Bien sûr, il y a Jo-Wilfried Tsonga ou Gaël Monfils, qui drainent d’innombrables fans sur tous les courts où ils se produisent. Mais côté français, il y a aussi le nouveau venu Benoît Paire. Il est loin le temps où le joueur d’Avignon quittait le Court n°17, cadre des championnats de France de tennis, sous les sifflets du public, après avoir écopé de trois points de pénalité dans le dernier jeu d’une finale en catégorie 17/18 ans. Aujourd’hui, Paire a – dans l’ensemble – appris à maîtriser ses nerfs, et présente l’un des jeux les plus séduisants du circuit : à la fois riche, esthétique… et inimitable. L’an dernier, face à l’Espagnol Albert Ramos, un Paire encore un peu brouillon avait transformé le Court 2 en fournaise. Depuis, le loustic a bien progressé, et sort d’une probante demi-finale à Rome.
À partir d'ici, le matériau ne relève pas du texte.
PR #359, opened 2026-05-11
Fix keywrap response size checks

padelsbach:
No new tests (will implement a new test harness for testing server inputs).

Fixes F-3104


test-refactor/misc/wh_test_keywrap_respsize.c
```diff
@@ -0,0 +1,232 @@
+/*
```
padelsbach: New test case might be overkill for these simple fixes -- tried to keep them as simple as possible...

bigbrett: hmm I also dont like the idea of having fake transport spoofing style tests just to ensure we are checking args correctly. Does smell like overkill, at least for now.

Lets phrase the problem in a different manner - assume we want to eventually get to 100% code coverage...given the new test framework, how would we structure it such that the higher level behavioral integration tests can be somewhat isolated from the API/unit/spammy style tests that just ensure "assert" behavior on args. 

Does it make sense to have a totally separate group of "API/arg" tests, also organized by module?

I know this is overkill to discuss this for such a small PR but I'd rather iron these details out up front as we are integrating. 

Thoughts?

padelsbach: I think this falls into a whole category of tests where the server sends back something invalid/corrupted/wrong. The check being fixed here is defense against that, and we're in the process of adding and fixing a bunch of those checks.

A quick client-only test bench could simulate bad inputs from the server. That would help coverage a lot. I've added this as a quick line in the readme.

I'll remove the new (bloated) test file for now.

bigbrett (approved):

PR #361, opened 2026-05-11
Add size check in wh_Client_Curve25519SharedSecret

padelsbach:
Fixes F-3799


bigbrett (changes requested):
Hmm could we actually change this to mirror how we do it in [ECDH](https://github.com/wolfSSL/wolfHSM/blob/80ee2d59ecbfd46bd4b7b6ab8ed742ca5dac3e0f/src/wh_client_crypto.c#L1908) and simply gating the memcpy on out_size != NULL? As written, when a caller passes an output buffer but no size pointer, the function still writes the server's data into that buffer without checking it fits. Would simplify the logic

bigbrett (approved):

PR #365, opened 2026-05-14
F-3805: length check in wh_Client_CertReadTrustedResponse

padelsbach:


test-refactor/wh_test_list.c
```diff
@@ -52,6 +53,7 @@ const whTestCase whTestsServer[] = {
 const size_t whTestsServerCount = sizeof(whTestsServer) / sizeof(whTestsServer[0]);
 
 const whTestCase whTestsClient[] = {
+    { "whTest_CertReadTrustedSmallBuffer", whTest_CertReadTrustedSmallBuffer },
```
bigbrett: instead of being "flat" where each individual test is registered here, how do we feel about this just holding `whTest_ClientCerts()` which is the main driver for all client-side cert tests, then the new test you added could be a static function (as well as all the other cert tests that will be added) but they are all grouped together under one "functional" suite of tests.

For example, we already essentially do this with the crypto algo tests - just have one `whTest_CryptoAes()` and not `whTest_CryptoAes128CheckBadArgsForKey()` with nine million other permutations like that

bigbrett (changes requested):
Yay for using new test harness

test-refactor/wh_test_list.c
padelsbach: Good idea, makes for smaller diffs as tests are added. Coming right up...

padelsbach: done

bigbrett (approved):

PR #367, opened 2026-05-14
F-3803: validate response sizes

padelsbach:


src/wh_client_crypto.c
```diff
@@ -3409,10 +3409,13 @@ int wh_Client_Ed25519Sign(whClientContext* ctx, ed25519_key* key,
                 ret = _getCryptoResponse(dataPtr, WC_PK_TYPE_ED25519_SIGN,
                                          (uint8_t**)&res);
                 if (ret >= 0) {
-                    uint32_t res_total =
+                    const uint32_t res_len_min =
```
bigbrett: we have a tidier idiom for this and the associated length check used elsewhere:

```  if (ret >= 0) {                                                                                                                                             
      const size_t hdr_sz =                                                                                                                                   
      if (res_len < hdr_sz || res->sigSz > (res_len - hdr_sz)) {                
          ret = WH_ERROR_ABORTED;
      }                                                                         
  }    
```

could we just keep the "header" terminology for the subheader and one line if comparison?

bigbrett (changes requested):
looks fine, just a nit too unify style

bigbrett (approved):
@padelsbach lgtm - seems same issues are missing in ML DSA sign and all the DMA variants. Could we add that to the list in a subsequent PR plz?

PR #1051, opened 2023-09-28
Meta-ros Kirkstone

DRK-512:
Since kirkstone is an LTS release of Yocto, I thought it would be important to make a branch for it. 
I tested this with ros-core on kirkstone and everything seems to work. 
python3-empy used disutils which is not supported by python3 on kirkstone, so I switched it to setuptools3
there were also a number of licenses that were not accepted in this version of Yocto
- BSD just needed to be 0BSD
- meta-ros-common did not point at the licenses directory correctly
- cyclonedds contained an EDL license which was added to the licenses directory


DRK-512:
NOTE this PR will fail the 1000 file changed limit, that is due to every instance of LICENSE = BSD being changed to 0BSD to fit the kirkstone requirements

vmayoral:
Thanks for this @DRK-512. I think we want a tested LTS in mater branch indeed.

Anyone opposing to these changes? @robwoolley?

DRK-512:
@vmayoral if this does get approved and merged in, I will double check the humble stuff works on kirkstone. 
As of right now i only checked foxy and noetic and assumed it should be good. This was also pulled off the latest master branch so if humble does work on the master branch, there should be no issues here.

robwoolley:
@DRK-512 Thanks for the contribution.  I checked what 0BSD referred to.  It seems as if it is unrelated to the BSD license family, it is actually based on ISC: https://opensource.org/license/0bsd/

I suspect that these packages are actually under the 3-Clause BSD license.  I only checked asr_msgs, but confirmed that it is 3-Clause BSD not 0BSD: https://github.com/asr-ros/asr_msgs/blob/master/License.txt

I think the appropriate SPDX identifier is BSD-3-Clause (see https://spdx.org/licenses/BSD-3-Clause.html )

It seems like this change may have happened originally in Dunfell: https://lists.yoctoproject.org/g/yocto/message/49201

We'll want to make sure to propagate the fix to any other Yocto branches too.  Let me know if you need any help.

DRK-512:
Great catch @robwoolley 
I will change all the BSD0 into the BSD-3 clause format that's accepted by yocto then make another push. For now I will close this pr

Issue #1071, opened 2023-11-17
Add GitHub Actions to meta-ros


robwoolley:
Adding GitHub Actions to meta-ros would be useful for automating checks and builds.

- @ajlennon Yocto Layer CI Build and Test with GitHub Action by Alex Lennon (https://youtu.be/TsAcxd_acJI?si=HqRCqZ9M-f0T-Y-3) his work is here: https://github.com/DynamicDevices/meta-mono/blob/master/.github/workflows/CI_github.yml
- @razr did some work integrating meta-ros CI with GitHub Actions (https://github.com/razr/meta-ros/blob/hardknott-ur5-gh-action/.github/workflows/two-jobs.yaml)
- @Allegra42 is also giving a talk at the Yocto Summit 2023 entitled "Building a Yocto CI Pipeline with KAS, GitHub Actions and AWS - What could possibly go wrong?" (https://summit.yoctoproject.org/yocto-project-summit-2023-11/talk/RNHAPH/)

robwoolley:
@moto-timo Also pointed me to the work done for CROPS: https://github.com/crops/poky-container/blob/master/.github/workflows/build-test-deploy.yml

rcwoolley:
See [ROS 2 Tooling Working Group](https://github.com/ros-tooling/community) for existing ROS tooling:

- [Design: GitHub Action Release Process](https://github.com/ros-tooling/design/blob/main/docs/action-release.md)
- [action-ros-ci](https://github.com/ros-tooling/action-ros-ci)
- [ROS 2 GitHub Action CI Template](https://github.com/ros-tooling/action-ros-ci-template)
- https://github.com/ros-tooling/setup-ros
- https://github.com/ros-tooling/setup-ros-docker/tree/master
- https://github.com/osrf/docker_images

robwoolley:
See [ROS 2 Tooling Working Group](https://github.com/ros-tooling/community) for existing ROS tooling:

- [Design: GitHub Action Release Process](https://github.com/ros-tooling/design/blob/main/docs/action-release.md)
- [action-ros-ci](https://github.com/ros-tooling/action-ros-ci)
- [ROS 2 GitHub Action CI Template](https://github.com/ros-tooling/action-ros-ci-template)
- https://github.com/ros-tooling/setup-ros
- https://github.com/ros-tooling/setup-ros-docker/tree/master
- https://github.com/osrf/docker_images

robwoolley:
[...]

PR #1114, opened 2024-04-05
Superflore/rolling/2024 03 21 - Scarthgap

DasRoteSkelett:
This is somewhat recent ros2-rolling where ros-image-core will build with yocto scarthgap. The receipe-bbappends have been removed from the previous versions and build up from scratch. 

I guess there is still room for improvement to reduce the number of bbappends.

This should be merged into a scarthgap branch of meta-ros, I would recommend at least
@robwoolley


robwoolley:
Thank you, you have impeccable timing! I have syncs for all the supported ROS distros and Yocto releases queued up here and was about to merge them to the next branches after lunch: https://github.com/robwoolley/meta-ros/pulls

However, I still have some [failures for Scarthgap](https://github.com/robwoolley/meta-ros/pull/4#issuecomment-2039708311) that I was about to look into. It looks like you have already provided the fixes.  I hope to review the PR and merge them in ASAP.  (possibly this afternoon)

Regards,
Rob

README.md
robwoolley, line 1: Thanks for leading the charge in switching to kas.  I'm in favour of replacing mcf with kas as the recommended method to get started.  I had started with a very basic YAML file that builds Raspberry Pi 4: https://gitlab.com/ros-openembedded/oe-ros/-/blob/main/ros-kirkstone-humble-raspberrypi4-64.yml?ref_type=heads

kas-configs/limit-pressure.yml
robwoolley, line 1: I like this.  I do the builds on a shared build server and the builds are massive.  Having the bitbake pressure variables set by default is extremely helpful.

kas-configs/scarthgap-rolling.yml
robwoolley, line 1: This is excellent too.  I like the addition of diskmon.  My only suggestion is that to replace MCF we should use commit as well so we can provide kas YAML files for the milestones.

README.md
robwoolley: I just created a new issue #1115 to track these changes.  Would you mind breaking the kas changes into a separate PR?  I think it'll be easier to manage.

.github/workflows/github-action-build-scarthgap-rolling.yml
robwoolley, line 1: This is great to see as well.  In case you didn't see #1071 there are some helpful links to others that have used GitHub Actions for building OpenEmbedded.  Including @razr who was using it for ROS.

I had created GitHub Action workflows for superflore (https://github.com/ros-infrastructure/superflore/pull/301 ) and running the superflore tool for meta-ros (https://github.com/robwoolley/meta-ros/blob/kirkstone/.github/workflows/generate_recipes.yml )

For the builds themselves, I decided to use GitLab CI:  https://gitlab.com/ros-openembedded/poky-ros/-/blob/main/.gitlab-ci.yml?ref_type=heads

I think supporting both solutions is good.  I personally prefer using GitLab because I can store the repositories locally and avoid having to pull everything from across the network.  I also have been using the gitlab-runner's ability to run the builds from the command-line in a kind of "headless" mode that doesn't need to connect to gitlab.com.

In particular, I think GitHub Actions could be very useful for automatically generating SDKs and container images for ROS devcontainers.

Would you be open to creating a new PR for this work to keep it separate from the scarthgap changes?

robwoolley:
I reviewed all the commits and merged them into master-next: https://github.com/ros/meta-ros/commits/master-next/

Your fix for uncrustify was much better as it simplified things greatly.  I used the same approach of creating a new recipe for cpptoml to help simplify iceoryx-posh as well.

I found that I avoided some of the problems that were caused by CMake+Python by just upreving the rosidl-generator-py patch.  I still hit a problem with FindPython3, but this was fixed by following your recommendation of removing the older copy of the cmake recipe.  If there is anything I have overlooked with this approach that you were trying to solve, please let me know.

Lastly, I found that service-msgs had to be turned into a build dependency.  I was building for Raspberry Pi 4 and the msgs packages (like lifecycle-msgs and sensor-msgs) did not like it when I was trying to link the x86_64 library from service-msgs-native into the aarch64 binaries.

I like the other patches you included (removing unneeded patches, adding kas support, and GitHub Actions).   Since I can now build ros-image-core with just these commits, I would prefer to close this PR and review those under a new one.

Thanks again for this!  It came in right at the perfect time.

kas-configs/limit-pressure.yml
DasRoteSkelett: Unfortunately, your millage may vary a lot depending on which Server you have. At least to my knowledge, there is no one size that fits all. I added it here so I can append it to my jobs.

kas-configs/scarthgap-rolling.yml
DasRoteSkelett: I think this is totally valid for "releases". scarthgap has not even been officially released, therefore, there are quite some changes happening. I wanted to be able to always build the latest atm.

.github/workflows/github-action-build-scarthgap-rolling.yml
DasRoteSkelett: yes, it is much better to keep separate, also, I did not finish it. Thanks for the pointers.

DasRoteSkelett:
Hi @robwoolley ,
so please tell me, on which branch I should be working on. master-next? I can for sure also cross-compile to RPI.

robwoolley:
Hi @DasRoteSkelett 

I just merged master-next into master, so working on master should be fine now.  We are now fully up-to-date with the latest sync.  The image ros-image-core builds 100% and ros-image-world gets 99% of the way there with about 77 failures to investigate.  (ie 19858 tasks out of ~20000).

I think that covers everything in this PR.  I will go ahead and close it.  Please feel free to reopen it or create a new PR for anything I missed.

Regards,
Rob

PR #1117, opened 2024-04-10
Superflore/rolling/2024 04 08

DasRoteSkelett:
I cleaned up some of the bbappends that were not needed (at least as far as i can tell).


robwoolley:
This is difficult to review as there are many changes happening simultaneously.

Would it be possible to resubmit the PR with individual commits for each problem being solved so that they can be bisected in the future if needed?

Thanks,
Rob

DasRoteSkelett:
sure

PR #1119, opened 2024-04-11
{rolling} fix compile of rsl

DasRoteSkelett:
The include of rclcpp caused some configure time errors because some ament packages were not found. Unfortunately, these build time dependencies did not properly propagate, so we need to add them here alongside a patch to remove -Werror from compile flags (newer compiler always finds new warnings).

Also changed license of tl-expected to proper SPDX naming.


robwoolley:
Merged into master-next: https://github.com/ros/meta-ros/commit/70b2ce4fdb5eaeb386d367062c0f2b68b4513ae7

robwoolley:
Tested against Rolling for Styhead (ie master).  Merged into "master" branch.

PR #1120, opened 2024-04-11
{rolling} fix build of ecl-license

DasRoteSkelett:
This fixes two issues. The first one is that the package.xml is listening the wrong SPDX (BSD instead of BSD-3-Clause). The second one is that this package installs license files (into the wrong directory btw.) So to fix this properly, we only care for those files *iff* we build license packages. And if we do, we move them to the right directory.


robwoolley:
Merged into master-next: https://github.com/ros/meta-ros/commit/9b9c46cda9f1070a63f3d1e39970322ff10480e6

robwoolley:
Tested against Rolling for Styhead (ie master).  Merged into "master" branch.

PR #1121, opened 2024-04-12
{rolling} fix recipe append for shared-queues-vendor

DasRoteSkelett:
Updating the hash of the generated recipe. Unfortunately, a good solution (i.e. pulling the sources upstream & expect them to be in the same location) is a bit tricky.


robwoolley:
I am holding off on merging this as the 2 SRCREVs should be kept in sync.  For lack of an alternative, forcing both SRCREVs to be updated at the same time in the bbappend seems like the safest approach.

robwoolley:
Merged into master-next: https://github.com/ros/meta-ros/commit/976b0603a1ce83cb27d542bd87f1a97380a4ada7

PR #1126, opened 2024-04-15
{rolling} Update libphidget22-upstream to latest rolling

DasRoteSkelett:
Updated to version 1.19.20240304 which is currently used on rolling. Does no longer need the patch (which has disappeared upstream).


robwoolley:
Merged into master-next: https://github.com/ros/meta-ros/commit/33a55c86226a88d40e22080160d5ed3b17f60db4

robwoolley:
Tested against Rolling, Iron, and Humble for Styhead (ie master).  Merged into "master" branch.

PR #1193, opened 2024-07-03
{humble}: delete unneeded patch and appends

jiaxshi:
Missing cstdint include bug is fixed in rosbags project. https://github.com/ros2/rosbag2/pull/1321


jiaxshi:
The same patch is added in master/humble. I think the PR is applicable to master/humble.
For iron/jazzy/rolling the patch is not included.

robwoolley:
Merged into kirkstone: https://github.com/ros/meta-ros/commit/b4db6314bae1c78498158e267200a9c15a739cad

GustavoPimentel83:
@robwoolley, the patch https://github.com/ros/meta-ros/commit/b4db6314bae1c78498158e267200a9c15a739cad needs to be applied as well to the scarthgap branch to avoid compilation issues.

PR #1194, opened 2024-07-12
{humble} rosbag2-compression: remove outdated patch

stschake:
The missing include was added upstream in 0.15.11, so this patch is no longer needed (and in fact does not apply).


robwoolley:
Thanks, @stschake .  Merged into scarthgap-next.

Issue #1473, opened 2020-03-18
Create a CKAN role based on ckan-app to handle Inventory and Catalog


adborden:
## User Story

As a Data.gov Developer, I want a CKAN Ansible role that can be used for Inventory and Catalog so that I don't need to maintain several separate and inconsistent roles and to identify tasks that should be moved to the applications.

## Acceptance Criteria
- [ ] A new GitHub repository exists for the Ansible role
- [ ] CI is configured for the new role
- [ ] datagov-deploy is updated to use the new role
- [ ] Issues are created for any tasks that should be moved to the responsibility of the applications (e.g. installing a production extension like ckanext-s3filestore)

## Details

Currently we have several roles for Catalog and several roles for Inventory. They are doing similar things, but differently. Even though they are running different versions of CKAN, the installation process is similar enough that we should be able to create a single role that can be configured for both Inventory and Catalog.

The new role should be similar to https://github.com/GSA/datagov-deploy-pycsw, which creates an OS user for ckan, improved deployment directory rotation, a user-specific python and virtualenv install, and less code to maintain.

nickumia-reisys:
Ansible no longer used and in charge of this,
- https://github.com/GSA/data.gov/issues/3710

Deployments to cloud.gov are managed as separate users per space (development, staging, prod) and these users are directly integrated with Github Actions for automated deployments.

Issue #719, opened 2019-04-08
Ubuntu bionic rollout to catalog-web host(s)


adborden:
## User Story
As an operator, I need new Ubuntu Bionic hosts provisioned in all of our environments so that I can continue receiving security updates automatically from Ubuntu.

Part of https://github.com/GSA/datagov-deploy/issues/571

Ubuntu 14.04 support ends [April 2019](https://www.ubuntu.com/about/release-cycle). We should move to Ubuntu 16.04 or 18.04. The latest 18.04 is preferred, but we should consider what kind of support exists for it.

## Details
Hosts are provisioned in these environments and play books are successfully applied.
- [x] bionic sandbox
- [ ] staging
- [ ] production

## Acceptance Criteria
- [ ] Bionic hosts are provisioned and operating correctly
- [ ] Bionic hosts reporting to our monitoring systems
- [ ] Old Trusty hosts are decommissioned and removed from Ansible inventory

adborden:
There's an issue with [M2Crypto](https://github.com/GSA/datagov-deploy/issues/758) a dependency for pysaml2/ckanext-saml2 that is blocking this upgrade.

adborden:
Getting this error in staging and sandbox:

From the host `curl -v -L -k localhost`. In `/var/log/ckan/ckan.error.log`:
```
[Sat Sep 28 16:19:41.522516 2019] [wsgi:error] [pid 19193:tid 139843254347520] [client 10.0.102.139:41506] Truncated or oversized response headers received from daemon process 'ckan': /etc/ckan/apache.wsgi
```

I bumped up [WSGIDaemonProcess](https://modwsgi.readthedocs.io/en/develop/configuration-directives/WSGIDaemonProcess.html#wsgidaemonprocess)'s header-buffer-size (to 32M) and response-buffer-size (to 64M) hoping to see more details about the response, but still get the same behavior.

adborden:
The above error is caused by https://github.com/GSA/datagov-deploy/issues/1375. The work around is to downgrade to pycsopg2 2.7.x.

Currently, I'm able to deploy catalog-web successfully https://catalog.bionic.datagov.us/

adborden:
I've also checked that pycsw is working https://catalog.bionic.datagov.us/csw

adborden:
Looks like we're not the only ones running into mod-wsgi problems https://github.com/ckan/ckan/issues/5430

mogul:
[...]

PR #1474, opened 2020-03-18
[catalog] roll saml2 and CKAN native login roles into ckan-app

adborden:
As part of https://github.com/GSA/datagov-deploy/issues/719, I'm running into some blockers to deploy CKAN on the bionic sandbox. This PR tackles some of those issues and should mean that we can deploy to sandbox successfully with the same playbook we use for BSP environments.

For a long time, we've been unable to run the same CKAN playbooks in BSP and sandbox due to the difference in authentication. BSP uses SAML2, while sandbox does not. The setup for SAML@/MAX.gov is painful and depends on an external team. In the past, we've used the ckan-native-login.yml playbook to make some updates to the CKAN install to remove saml2 and configure CKAN for native user/password login. That playbook hasn't worked recently and is a manual step.

This PR rolls up the saml2 and native-login roles into ckan-app itself. This reduces the number of duplicated variables and means that by running the catalog.yml playbook, you'll get the right configuration in sandbox and BSP environments.

Inventory still depends on the old saml2 role, so it was not removed in this PR. With this refactor, the next iteration would be to start combining Inventory and Catalog into a [new shared role](https://github.com/GSA/datagov-deploy/issues/1473).


jbrown-xentity (approved):

adborden:
Rebased to resolve conflicts.

PR #1485, opened 2020-03-20
Adds O and M issue template

mogul:


jbrown-xentity (approved):
Looks like all the things to me

PR #1496, opened 2020-03-25
Add paul.walker@datopian.com to sandbox

adborden:


jbrown-xentity:
@adborden didn't we decide we needed to make these changes as a hotfix to production?

adborden:
Yes, I was trying to cheat here. Since we deploy `develop` to sandbox,  and this is specific to sandbox, I was trying to skip having to do a hotfix. But thanks for being quick on this, I will submit a new PR based on master.

PR #1511, opened 2020-04-01
add who_ini_secret to ci harvester

FuhuXia:


adborden:
@FuhuXia do you know if you need this change in other environments as well (bionic, staging, production)?

adborden (approved):

FuhuXia:
@adborden Only needed in ci. I see other hosts already have this var defined.

PR #1533, opened 2020-04-08
rekey all vault.yml files with new ansible secret

FuhuXia:


mogul (approved):
Verified by running `find . -name vault.yml | grep -v '\./group_vars/all/vault.yml' | xargs  ansible-vault view` and then looking at each buffer presented to confirm they were properly decrypted.

PR #1550, opened 2020-04-16
stop tracking cron

FuhuXia:
no need to run the cron and consume resources if we know tracking is not working.


adborden (approved):

adborden:
Do you want to make this change as a hotfix, or attach it to the release so that it goes into production asap?

Issue #1611, opened 2020-04-29
Catalog rewrite making circular reference


jbrown-xentity:
Sandbox Catalog is making a circular reference redirect and cannot serve traffic. Due to [this line](https://github.com/GSA/datagov-deploy/blob/develop/ansible/roles/software/ckan/catalog/ckan-app/templates/etc_apache2_sites-enabled_ckan.conf.j2#L60)

## How to reproduce

1. Go to https://catalog.ci.datagov.us/

## Expected behavior

Site serves /dataset page

## Actual behavior

Circular reference

PR #1612, opened 2020-04-30
[catalog] fix redirect loop on sandbox

adborden:
https://github.com/GSA/datagov-deploy/issues/1611

Allow a "default" configuration with no redirects so that standalone ckan is
still supported. Production and staging designate readwrite and readonly hosts.


adborden:
@jbrown-xentity this is ready for review.

jbrown-xentity (approved):
Looks good. Noting that we'll need to update test validation for wsgi with respect to gunicorn change coming, but it's correct as of now.

PR #1626, opened 2020-05-07
Snooze this whitelisted entry for another two months

mogul:
There's still no update on the same minor version with a fix, but we're still not vulnerable to this, so we may as well extend the exception for a while.


adborden:
I think this was addressed by the release https://github.com/GSA/datagov-deploy/pull/1633

Issue #1507, opened 2020-03-31
Provision Catalog sandbox environment for CKAN 2.8+


adborden:
## User Story

As a Data.gov developer, I want a sandbox environment provisioned side-by-side with the existing CKAN 2.3 environment so that I can deploy the new CKAN 2.8+ code to sandbox and ensure any iterative changes to the 2.8+ branch/repo can be deployed into a live environment without interrupting our ability to develop and maintain CKAN 2.3.

## Acceptance Criteria
- [x] WHEN I run terrafrom in the datagov-infrastructure-live repo
  THEN a new catalog environment based on Bionic along is provisioned
  AND the existing CKAN 2.3 environment is maintained.

## Details / tasks

We'll be deploying CKAN 2.8+ to the staging/production BSP environments. Having a sandbox environment allows us to continue to support CKAN 2.3, while developing CKAN 2.8+.

https://github.com/GSA/datagov-infrastructure-live is the top-level templates. A good place to start would be to copy `ci/catalog` into `ci/catalog_28` and then override variables.

https://github.com/GSA/datagov-infrastructure-modules contains the re-usable terraform modules. You _might_ need to edit these modules to allow to override variables.

The work here is similar to the Inventory issue https://github.com/GSA/datagov-deploy/issues/1481.

adborden:
@woodt let me know if you can connect to the hosts in sandbox (after adding SSH keys to datagov-deploy) and we'll call this QA'd :)

woodt:
Confirmed that the catalog web next instance is running.

woodt:
@adborden Trying to test connectivity to the catalog next RDS instance.  Should I be able to reach that host from the sandbox jump box?  E.g., I would expect:

```sh
nc -zv <vault_catalog_next_postgresql_login_host> 5432
```
to succeed, but it does not.  `vault_catalog_next_postgresql_login_host` came out of the datagov-deploy sandbox vault.

adborden:
No, not from the jumpbox, try that on the catalog-web or catalog-harvester hosts. The security groups are configured fairly strictly.

woodt:
I am able to ssh to the catalog-next-web1tf host.  From there, though, I can't seem to reach the catalog next RDS instance.  I pulled the host name out of the datagov-deploy sandbox vault and am testing with nc as above.  Getting no response at all.

@adborden

woodt:
[...]

PR #1627, opened 2020-05-07
[catalog] initial configuration for catalog-next

adborden:
https://github.com/GSA/datagov-deploy/issues/1507

This adds configuration for catalog-next generated from https://github.com/GSA/datagov-infrastructure-live/blob/master/sandbox/catalog-next.tf. Initiallly, these hosts are disabled in the catalog playbooks but still get common.yml plays applied.


woodt (approved):
This looks good to me.

Issue #1608, opened 2020-04-29
Potential DoS through high memory consumption


adborden:
_Please keep any sensitive details in [Google Drive](https://docs.google.com/document/d/1rW0VOzfCrjXOI0O1gTAOm225_fTbu5Cjrg7yJTYYBBg/edit#heading=h.4oadya3eps0d)._

**Date of report:** N/A
**Due date:** N/A

- [ ] Analysis has been performed and an issue has been linked to address other occurrences for this class of vulnerability\* (_link_)

_\* When a finding is identified, we create two issues. One to address the specific instance identified in the report. The other is to identify and address all other occurrences of this vulnerability within the application._

### Brief description
https://docs.google.com/document/d/1rW0VOzfCrjXOI0O1gTAOm225_fTbu5Cjrg7yJTYYBBg/edit#heading=h.4oadya3eps0d

PR #1630, opened 2020-05-08
remove datajson from catalog plugins

FuhuXia:
fix issue https://github.com/GSA/datagov-deploy/issues/1608


jbrown-xentity (approved):

adborden:
With datajson removed... how do we harvest from data.json harvest sources?

FuhuXia:
We still have datajson_harvest plugin.

PR #1645, opened 2020-05-12
Correct value for vault_catalog_next_postgresql_login_host

woodt:
Corrected the value to reflect the appropriate RDS instance name.


adborden (approved):
Reviewed vault locally.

Sa popularité, déjà entrevue à l’entraînement ces derniers jours, ne demande qu’à exploser au grand jour dans ce tournoi…

 

Combien de fois Jerzy Janowicz ?

Lui aussi a un petit grain. Lui aussi affiche un amour gourmand pour l’amortie. Mais pour lui, ce sera la première apparition dans le grand tableau de Roland-Garros, six mois après sa finale à Bercy. Le Polonais tonitruant, tennis explosif et personnage excentrique, est désormais un phénomène au pays. Une communion certaine est née entre lui et son public, au cours notamment d’un week-end de Coupe Davis par BNP Paribas face à la Slovénie, dont il fut le héros. Un week-end où il a fini, micro en main, par reprendre en chœur avec les fans son « How many  times » de l’Open d’Australie. Sous réserve que les fans polonais fassent le déplacement à Roland-Garros, nul doute que les matchs de « Crazy Jerzy » ne manqueront pas de piment.